→ **Exercise directions**:
Reproduce exactly the lines below, from the first through the one containing "Render popper in", and nothing more.

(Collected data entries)
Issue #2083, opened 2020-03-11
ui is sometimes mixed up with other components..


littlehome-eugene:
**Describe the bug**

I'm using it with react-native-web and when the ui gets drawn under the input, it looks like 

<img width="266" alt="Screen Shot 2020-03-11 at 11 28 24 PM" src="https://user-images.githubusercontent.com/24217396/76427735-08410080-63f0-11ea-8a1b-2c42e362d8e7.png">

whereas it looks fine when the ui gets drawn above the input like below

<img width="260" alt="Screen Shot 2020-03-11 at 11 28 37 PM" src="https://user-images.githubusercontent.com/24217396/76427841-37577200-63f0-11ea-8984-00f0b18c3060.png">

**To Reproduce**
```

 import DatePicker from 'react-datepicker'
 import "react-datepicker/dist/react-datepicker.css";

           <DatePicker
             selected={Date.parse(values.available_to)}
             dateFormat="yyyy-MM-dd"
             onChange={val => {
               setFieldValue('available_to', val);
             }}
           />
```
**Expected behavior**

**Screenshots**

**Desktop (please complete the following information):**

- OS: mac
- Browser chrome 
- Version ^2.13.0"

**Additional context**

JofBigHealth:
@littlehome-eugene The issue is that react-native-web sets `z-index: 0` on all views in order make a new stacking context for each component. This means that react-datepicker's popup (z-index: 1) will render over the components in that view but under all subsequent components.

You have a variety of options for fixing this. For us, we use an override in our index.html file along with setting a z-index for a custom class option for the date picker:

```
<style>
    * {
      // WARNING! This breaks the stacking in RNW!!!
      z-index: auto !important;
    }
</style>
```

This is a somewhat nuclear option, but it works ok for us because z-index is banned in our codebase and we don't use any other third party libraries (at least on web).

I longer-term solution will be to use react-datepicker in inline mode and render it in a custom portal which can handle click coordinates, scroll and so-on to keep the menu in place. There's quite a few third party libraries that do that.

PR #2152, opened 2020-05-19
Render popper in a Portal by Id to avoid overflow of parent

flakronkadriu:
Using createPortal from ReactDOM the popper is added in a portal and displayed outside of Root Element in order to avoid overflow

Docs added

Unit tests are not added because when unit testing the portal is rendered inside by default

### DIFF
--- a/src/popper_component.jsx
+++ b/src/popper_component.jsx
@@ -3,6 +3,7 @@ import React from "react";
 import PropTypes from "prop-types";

→ **Finished task**:
Issue #2083, opened 2020-03-11
ui is sometimes mixed up with other components..


littlehome-eugene:
**Describe the bug**

I'm using it with react-native-web and when the ui gets drawn under the input, it looks like 

<img width="266" alt="Screen Shot 2020-03-11 at 11 28 24 PM" src="https://user-images.githubusercontent.com/24217396/76427735-08410080-63f0-11ea-8a1b-2c42e362d8e7.png">

whereas it looks fine when the ui gets drawn above the input like below

<img width="260" alt="Screen Shot 2020-03-11 at 11 28 37 PM" src="https://user-images.githubusercontent.com/24217396/76427841-37577200-63f0-11ea-8984-00f0b18c3060.png">

**To Reproduce**
```

 import DatePicker from 'react-datepicker'
 import "react-datepicker/dist/react-datepicker.css";

           <DatePicker
             selected={Date.parse(values.available_to)}
             dateFormat="yyyy-MM-dd"
             onChange={val => {
               setFieldValue('available_to', val);
             }}
           />
```
**Expected behavior**

**Screenshots**

**Desktop (please complete the following information):**

- OS: mac
- Browser chrome 
- Version ^2.13.0"

**Additional context**

JofBigHealth:
@littlehome-eugene The issue is that react-native-web sets `z-index: 0` on all views in order make a new stacking context for each component. This means that react-datepicker's popup (z-index: 1) will render over the components in that view but under all subsequent components.

You have a variety of options for fixing this. For us, we use an override in our index.html file along with setting a z-index for a custom class option for the date picker:

```
<style>
    * {
      // WARNING! This breaks the stacking in RNW!!!
      z-index: auto !important;
    }
</style>
```

This is a somewhat nuclear option, but it works ok for us because z-index is banned in our codebase and we don't use any other third party libraries (at least on web).

I longer-term solution will be to use react-datepicker in inline mode and render it in a custom portal which can handle click coordinates, scroll and so-on to keep the menu in place. There's quite a few third party libraries that do that.

PR #2152, opened 2020-05-19
Render popper in a Portal by Id to avoid overflow of parent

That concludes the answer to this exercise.